PR #5893, opened 2025-02-13
[Databricks] Add support for Databricks deployments

crobert-1:

This adds support for an init script in Databricks environments that will deploy the collector on every node of a cluster.

The added README should provide necessary context and deployment requirements.

### DIFF
--- a/deployments/databricks/deploy_collector.sh
+++ b/deployments/databricks/deploy_collector.sh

..............................

• **The task**:
When a line in the listing has the word "deployments", return that line.

• **Task result**:
[Databricks] Add support for Databricks deployments
--- a/deployments/databricks/deploy_collector.sh
+++ b/deployments/databricks/deploy_collector.sh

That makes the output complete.